→ **EXERCISE DIRECTIONS**
State how many lines of the records contain the string "https", and give no other information.

Stored data entries:
☆ ☆ ☆ ☆

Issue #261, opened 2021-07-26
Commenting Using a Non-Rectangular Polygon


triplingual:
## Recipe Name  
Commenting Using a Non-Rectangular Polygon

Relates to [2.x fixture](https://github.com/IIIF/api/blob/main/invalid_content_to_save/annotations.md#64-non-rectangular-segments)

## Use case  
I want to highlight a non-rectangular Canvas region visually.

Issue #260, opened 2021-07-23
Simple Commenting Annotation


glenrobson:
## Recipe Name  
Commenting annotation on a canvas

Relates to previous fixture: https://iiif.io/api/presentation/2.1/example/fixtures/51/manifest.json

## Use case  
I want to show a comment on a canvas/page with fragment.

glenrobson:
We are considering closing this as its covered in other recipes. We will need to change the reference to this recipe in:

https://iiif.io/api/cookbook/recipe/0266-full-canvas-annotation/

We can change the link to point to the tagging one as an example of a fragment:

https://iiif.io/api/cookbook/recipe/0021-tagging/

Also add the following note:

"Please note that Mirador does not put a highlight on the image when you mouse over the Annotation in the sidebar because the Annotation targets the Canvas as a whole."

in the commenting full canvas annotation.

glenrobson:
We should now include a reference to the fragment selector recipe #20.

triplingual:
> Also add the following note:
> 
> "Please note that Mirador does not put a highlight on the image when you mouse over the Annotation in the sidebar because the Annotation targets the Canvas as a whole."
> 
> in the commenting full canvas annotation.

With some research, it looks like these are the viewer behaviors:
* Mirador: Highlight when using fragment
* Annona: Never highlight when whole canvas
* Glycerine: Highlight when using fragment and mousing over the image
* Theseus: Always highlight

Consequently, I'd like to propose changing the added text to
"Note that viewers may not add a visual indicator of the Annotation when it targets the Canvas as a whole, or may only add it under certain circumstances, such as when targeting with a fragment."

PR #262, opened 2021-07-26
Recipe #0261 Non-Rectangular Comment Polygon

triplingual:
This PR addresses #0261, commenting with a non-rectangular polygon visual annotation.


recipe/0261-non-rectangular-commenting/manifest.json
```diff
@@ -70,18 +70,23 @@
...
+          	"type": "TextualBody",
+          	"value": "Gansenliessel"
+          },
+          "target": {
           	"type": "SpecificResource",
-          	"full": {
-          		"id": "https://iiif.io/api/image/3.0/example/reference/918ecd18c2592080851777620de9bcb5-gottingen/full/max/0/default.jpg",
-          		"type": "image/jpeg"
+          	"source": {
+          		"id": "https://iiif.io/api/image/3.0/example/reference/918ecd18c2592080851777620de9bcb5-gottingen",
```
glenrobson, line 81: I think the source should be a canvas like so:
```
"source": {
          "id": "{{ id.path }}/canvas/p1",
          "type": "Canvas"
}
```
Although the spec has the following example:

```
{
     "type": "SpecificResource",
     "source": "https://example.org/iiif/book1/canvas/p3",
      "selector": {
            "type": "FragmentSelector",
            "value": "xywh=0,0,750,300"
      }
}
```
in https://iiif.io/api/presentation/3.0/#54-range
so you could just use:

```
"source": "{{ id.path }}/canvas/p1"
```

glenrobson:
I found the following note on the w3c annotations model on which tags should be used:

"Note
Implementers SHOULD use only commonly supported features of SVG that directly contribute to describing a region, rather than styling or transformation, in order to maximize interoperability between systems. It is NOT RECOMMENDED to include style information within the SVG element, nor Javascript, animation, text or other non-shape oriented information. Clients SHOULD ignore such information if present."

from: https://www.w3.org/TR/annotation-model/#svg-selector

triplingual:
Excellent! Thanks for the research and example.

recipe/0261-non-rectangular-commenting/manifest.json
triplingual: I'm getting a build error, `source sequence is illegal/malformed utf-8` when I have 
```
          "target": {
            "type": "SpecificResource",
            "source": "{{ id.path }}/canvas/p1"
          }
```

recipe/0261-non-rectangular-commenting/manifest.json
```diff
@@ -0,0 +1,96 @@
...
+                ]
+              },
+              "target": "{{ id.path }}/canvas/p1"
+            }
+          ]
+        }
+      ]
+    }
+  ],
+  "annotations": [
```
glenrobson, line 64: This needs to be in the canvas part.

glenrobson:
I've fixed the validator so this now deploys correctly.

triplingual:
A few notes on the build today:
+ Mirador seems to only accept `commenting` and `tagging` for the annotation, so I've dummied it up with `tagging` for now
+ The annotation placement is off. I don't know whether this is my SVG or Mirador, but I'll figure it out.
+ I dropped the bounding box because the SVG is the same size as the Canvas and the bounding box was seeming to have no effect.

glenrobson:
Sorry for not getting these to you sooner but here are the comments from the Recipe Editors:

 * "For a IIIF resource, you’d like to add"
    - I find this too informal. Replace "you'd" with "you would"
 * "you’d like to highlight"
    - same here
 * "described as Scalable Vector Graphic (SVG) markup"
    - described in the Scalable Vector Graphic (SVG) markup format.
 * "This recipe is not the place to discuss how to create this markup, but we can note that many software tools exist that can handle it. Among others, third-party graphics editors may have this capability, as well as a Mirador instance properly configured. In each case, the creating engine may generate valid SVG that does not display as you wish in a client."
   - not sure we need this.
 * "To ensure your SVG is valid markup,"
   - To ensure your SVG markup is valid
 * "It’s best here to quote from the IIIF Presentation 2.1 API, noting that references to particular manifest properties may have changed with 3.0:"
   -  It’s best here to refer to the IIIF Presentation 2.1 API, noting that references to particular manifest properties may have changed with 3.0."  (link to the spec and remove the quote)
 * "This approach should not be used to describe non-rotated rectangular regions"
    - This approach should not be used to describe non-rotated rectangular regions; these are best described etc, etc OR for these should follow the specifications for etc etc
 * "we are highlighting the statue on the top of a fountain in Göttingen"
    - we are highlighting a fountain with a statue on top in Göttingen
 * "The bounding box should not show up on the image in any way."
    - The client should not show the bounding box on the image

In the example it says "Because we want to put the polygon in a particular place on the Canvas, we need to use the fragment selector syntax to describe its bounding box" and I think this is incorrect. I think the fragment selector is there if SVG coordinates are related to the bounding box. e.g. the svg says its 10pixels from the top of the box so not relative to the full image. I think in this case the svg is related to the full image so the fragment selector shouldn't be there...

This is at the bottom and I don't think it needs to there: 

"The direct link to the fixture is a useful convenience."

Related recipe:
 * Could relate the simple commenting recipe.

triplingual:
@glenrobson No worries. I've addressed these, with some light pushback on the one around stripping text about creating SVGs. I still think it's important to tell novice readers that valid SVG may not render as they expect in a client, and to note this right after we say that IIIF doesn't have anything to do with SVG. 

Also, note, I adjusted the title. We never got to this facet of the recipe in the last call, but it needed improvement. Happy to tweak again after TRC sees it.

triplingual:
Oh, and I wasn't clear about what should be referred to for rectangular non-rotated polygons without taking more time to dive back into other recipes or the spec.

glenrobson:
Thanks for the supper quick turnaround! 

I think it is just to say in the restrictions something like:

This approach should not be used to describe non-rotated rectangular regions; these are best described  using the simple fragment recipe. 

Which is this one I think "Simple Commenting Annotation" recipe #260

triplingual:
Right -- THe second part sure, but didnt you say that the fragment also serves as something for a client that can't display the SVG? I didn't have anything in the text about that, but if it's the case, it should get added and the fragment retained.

☆ ☆ ☆ ☆

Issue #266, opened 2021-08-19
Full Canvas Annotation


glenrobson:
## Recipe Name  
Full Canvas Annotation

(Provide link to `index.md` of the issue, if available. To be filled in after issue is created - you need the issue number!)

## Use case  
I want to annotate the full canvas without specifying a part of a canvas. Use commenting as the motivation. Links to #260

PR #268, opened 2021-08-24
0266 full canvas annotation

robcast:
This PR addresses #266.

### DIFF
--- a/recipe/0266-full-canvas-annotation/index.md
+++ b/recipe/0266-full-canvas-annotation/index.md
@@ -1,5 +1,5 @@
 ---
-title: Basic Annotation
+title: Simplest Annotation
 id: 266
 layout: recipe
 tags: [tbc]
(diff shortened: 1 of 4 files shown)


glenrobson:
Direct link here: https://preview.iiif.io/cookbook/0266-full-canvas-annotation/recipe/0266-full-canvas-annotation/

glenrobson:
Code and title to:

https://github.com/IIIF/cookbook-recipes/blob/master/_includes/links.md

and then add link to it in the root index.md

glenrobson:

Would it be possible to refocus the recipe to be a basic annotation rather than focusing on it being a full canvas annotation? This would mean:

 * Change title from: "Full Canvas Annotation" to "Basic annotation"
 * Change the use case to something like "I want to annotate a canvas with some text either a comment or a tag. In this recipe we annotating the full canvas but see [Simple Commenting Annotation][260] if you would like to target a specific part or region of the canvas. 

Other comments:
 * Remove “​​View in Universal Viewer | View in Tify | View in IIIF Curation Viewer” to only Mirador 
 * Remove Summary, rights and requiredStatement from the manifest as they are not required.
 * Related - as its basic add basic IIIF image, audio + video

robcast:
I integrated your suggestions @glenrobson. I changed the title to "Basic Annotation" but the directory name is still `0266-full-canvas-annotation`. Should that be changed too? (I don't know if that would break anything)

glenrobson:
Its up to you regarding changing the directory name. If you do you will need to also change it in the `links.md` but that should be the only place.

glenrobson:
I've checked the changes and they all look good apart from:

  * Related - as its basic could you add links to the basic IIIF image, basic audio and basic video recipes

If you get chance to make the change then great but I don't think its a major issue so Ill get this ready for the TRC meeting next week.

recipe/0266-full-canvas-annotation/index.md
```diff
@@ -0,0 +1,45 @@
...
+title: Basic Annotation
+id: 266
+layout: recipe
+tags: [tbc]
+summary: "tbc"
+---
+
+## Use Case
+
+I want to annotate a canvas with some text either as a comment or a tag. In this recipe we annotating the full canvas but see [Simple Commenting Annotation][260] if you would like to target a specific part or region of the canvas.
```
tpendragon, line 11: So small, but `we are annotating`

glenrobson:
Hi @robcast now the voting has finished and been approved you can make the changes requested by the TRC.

☆ ☆ ☆ ☆

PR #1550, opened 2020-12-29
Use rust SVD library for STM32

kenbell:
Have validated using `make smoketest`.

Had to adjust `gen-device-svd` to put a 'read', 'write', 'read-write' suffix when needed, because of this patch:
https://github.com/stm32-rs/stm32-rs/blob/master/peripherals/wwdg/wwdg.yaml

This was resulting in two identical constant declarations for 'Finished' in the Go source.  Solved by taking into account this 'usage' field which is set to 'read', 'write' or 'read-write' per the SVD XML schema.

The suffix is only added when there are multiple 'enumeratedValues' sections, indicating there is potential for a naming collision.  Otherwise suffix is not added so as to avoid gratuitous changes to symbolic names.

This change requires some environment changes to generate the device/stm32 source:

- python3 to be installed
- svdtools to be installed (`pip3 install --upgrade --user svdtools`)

☆ ☆ ☆ ☆

→ **OUTPUT OF THE EXERCISE**
12